Task directions — Print, exactly as written, every line from the first line of the records below through the line containing "for call in", and nothing further.

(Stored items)
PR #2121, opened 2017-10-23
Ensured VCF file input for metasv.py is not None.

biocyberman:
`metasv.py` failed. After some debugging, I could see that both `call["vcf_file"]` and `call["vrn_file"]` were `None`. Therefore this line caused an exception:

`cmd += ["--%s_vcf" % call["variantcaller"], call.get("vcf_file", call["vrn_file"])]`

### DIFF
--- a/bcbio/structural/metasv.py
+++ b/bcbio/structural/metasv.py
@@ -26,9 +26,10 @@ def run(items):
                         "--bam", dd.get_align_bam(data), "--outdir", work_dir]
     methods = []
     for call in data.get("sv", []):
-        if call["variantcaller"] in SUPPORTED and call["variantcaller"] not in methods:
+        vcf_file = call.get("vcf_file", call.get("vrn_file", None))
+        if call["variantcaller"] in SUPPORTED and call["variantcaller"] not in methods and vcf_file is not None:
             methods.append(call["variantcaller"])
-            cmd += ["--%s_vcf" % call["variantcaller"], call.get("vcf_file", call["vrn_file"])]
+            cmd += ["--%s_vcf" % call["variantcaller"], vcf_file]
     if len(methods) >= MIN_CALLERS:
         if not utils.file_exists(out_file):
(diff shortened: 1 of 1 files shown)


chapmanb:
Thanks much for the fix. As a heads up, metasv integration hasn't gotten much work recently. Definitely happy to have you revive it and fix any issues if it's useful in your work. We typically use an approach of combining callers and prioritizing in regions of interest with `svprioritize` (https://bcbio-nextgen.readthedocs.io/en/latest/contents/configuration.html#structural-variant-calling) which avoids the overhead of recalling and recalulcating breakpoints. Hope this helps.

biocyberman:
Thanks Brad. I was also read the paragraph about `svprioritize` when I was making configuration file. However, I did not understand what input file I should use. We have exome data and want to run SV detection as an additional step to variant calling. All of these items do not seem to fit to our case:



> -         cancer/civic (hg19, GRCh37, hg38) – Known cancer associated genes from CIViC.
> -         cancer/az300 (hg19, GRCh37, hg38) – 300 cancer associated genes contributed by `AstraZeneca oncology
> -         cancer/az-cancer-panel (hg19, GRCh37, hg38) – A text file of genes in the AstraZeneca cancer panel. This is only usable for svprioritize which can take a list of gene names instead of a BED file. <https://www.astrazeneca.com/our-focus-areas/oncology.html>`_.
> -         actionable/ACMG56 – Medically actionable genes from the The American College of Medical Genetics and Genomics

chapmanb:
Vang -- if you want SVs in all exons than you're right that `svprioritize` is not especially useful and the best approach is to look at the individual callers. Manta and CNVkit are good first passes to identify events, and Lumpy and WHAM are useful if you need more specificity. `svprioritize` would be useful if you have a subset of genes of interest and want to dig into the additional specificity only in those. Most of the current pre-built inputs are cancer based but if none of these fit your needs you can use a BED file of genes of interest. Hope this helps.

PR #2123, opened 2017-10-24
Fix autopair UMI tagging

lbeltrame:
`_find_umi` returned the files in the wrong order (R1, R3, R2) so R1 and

Solution to the exercise —
PR #2121, opened 2017-10-23
Ensured VCF file input for metasv.py is not None.

biocyberman:
`metasv.py` failed. After some debugging, I could see that both `call["vcf_file"]` and `call["vrn_file"]` were `None`. Therefore this line caused an exception:

`cmd += ["--%s_vcf" % call["variantcaller"], call.get("vcf_file", call["vrn_file"])]`

### DIFF
--- a/bcbio/structural/metasv.py
+++ b/bcbio/structural/metasv.py
@@ -26,9 +26,10 @@ def run(items):
                         "--bam", dd.get_align_bam(data), "--outdir", work_dir]
     methods = []
     for call in data.get("sv", []):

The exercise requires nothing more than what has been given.